First of all, I would like to congratulate the developers of this project for their great work and all the users of this forum.
I installed Nethsecurity a few days ago and so far I have been able to configure everything without any problems using the documentation, but today I encountered a problem.Let me describe my situation:
I have installed nethsecurity at a technical school, where students work both on the school’s computers and on their own laptops. The school’s computers have fixed IP addresses and are on a domain, but the laptops are assigned a dynamic DHCP address to connect. The problem is that the students, abusing our trust, also connect their other devices, especially their cell phones, which saturates the network and the 80 IP addresses that the DHCP server can assign, so that sometimes people who use laptops are left out.
We could register the MAC addresses of the laptops and only allow those, but it would be very messy. Plus, if the students change their laptop or tablet, they would be locked out.
My idea is that everyone can connect except for certain MACs to which the DHCP server would not assign an IP address, but honestly, I haven’t found that option in Nethsecurity.
Is it possible to configure this? Can any of you help me?
Basically, I’m looking for an option that my ISP’s router had that allowed me to block the MAC address of a specific device so that it wouldn’t be assigned an IP address.
It would be great if in Dynamic Leases, when you click on the three dots, in addition to “Add reservation”, something like “Block MAC in DHCP” would appear.
I found another way to block DHCP conections using MAC on UI.
If you go to Static Leases and create a new reservation (“Add Reservation“), and you assign to the MAC a out of range IP, it seems to work (is not assigned to any interface). For example, if my LAN network is 192.168.1.x and I assign an IP address of, say, 192.168.10.x, those users will not be able to access the internet using that IP address.
I suppose it’s not the most correct way to do it, but I guess it will work.
I think it’s a good solution for now. I tried to change it using uci and it worked to set it to ignore instead of an IP but it destroys the UI view so I guess it’s not that easy to implement.
I also found that Android devices use a random MAC, don’t know about IPhones…
Hi @leillo1975 this is true a nice way to block, and it also brings another missing feature that NethSec needs:
When using pfsense or opnsense, there’s a way to set DNS for each device.

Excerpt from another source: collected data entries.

PR #2639, opened 2019-04-29
Add timeout to Client._reconnect

### LINKED ISSUE #2582: Client reconnect should have a timeout
Currently if a scheduler goes down, but the client isn't closed, the client will keep trying to connect to the scheduler address forever. This should probably have a timeout - maybe the same timeout as the initial connect (`distributed.timeouts.connect`)?

Relevant code:

https://github.com/dask/distributed/blob/b36e87d14e75c0cbdd0e3292ac65db2a836f74bd/distributed/client.py#L871-L876

jcrist:
Previously if a client lost connection to the scheduler, it would try to
reconnect forever. We now use the same timeout as the initial connect.
On failure a nice message is logged and the client is shutdown.

Fixes #2582.

### DIFF
--- a/distributed/tests/test_client.py
+++ b/distributed/tests/test_client.py
@@ -3711,6 +3711,7 @@ def test_reconnect_timeout(c, s):
         start = time()
         while c.status != "closed":
             yield c._update_scheduler_info()
+            yield gen.sleep(0.05)
             assert time() < start + 5, "Timeout waiting for reconnect to fail"
     text = logger.getvalue()
     assert "Failed to reconnect" in text
--- a/distributed/tests/test_client.py
+++ b/distributed/tests/test_client.py
@@ -3704,6 +3704,18 @@ def test_reconnect(loop):
     c.close()
 
 
+@gen_cluster(client=True, ncores=[], client_kwargs={'timeout': 0.5})
+def test_reconnect_timeout(c, s):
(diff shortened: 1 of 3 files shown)


jcrist:
Failure appears to be unrelated.

distributed/tests/test_client.py
```diff
@@ -3704,6 +3704,18 @@ def test_reconnect(loop):
     c.close()
 
 
+@gen_cluster(client=True, ncores=[], client_kwargs={"timeout": 0.5})
+def test_reconnect_timeout(c, s):
+    with captured_logger(logging.getLogger("distributed.client")) as logger:
+        yield s.close()
+        start = time()
+        while c.status != "closed":
+            yield c._update_scheduler_info()
```
mrocklin: Maybe add a small sleep in here just so we don't overwhelm things (though probably it would be fine either way)

```suggestion
            yield c._update_scheduler_info()
            yield gen.sleep(0.05)
```

distributed/utils_test.py
```diff
@@ -974,7 +974,7 @@ def coro():
                                 if s.validate:
                                     s.validate_state()
                             finally:
-                                if client:
+                                if client and c.status != "closed":
```
mrocklin: Probably worth checking, but there might also be a `closing` status. 
```suggestion
                                if client and not c.status.startswith("clos"):
```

What this feature does is allows you set the IP of a particular user to use the same network, allows it to use resources on the LAN (printers) and it gives it a separate DNS where you can block or allow only resolutions to certain domains.
Hello!
The trick works fine I guess, however, for this feature I’d recommend switching the access points to dedicated VLANs.
This ensures the “external” devices have their own dedicated network and then you can allow specific access to some of the internal services IF you need it. Having an external device attached to a secure network, whether it’s a smartphone of a student or something else, is really not ideal due to security concerns, if a device doesn’t have an IP doesn’t mean it can’t hurt the network!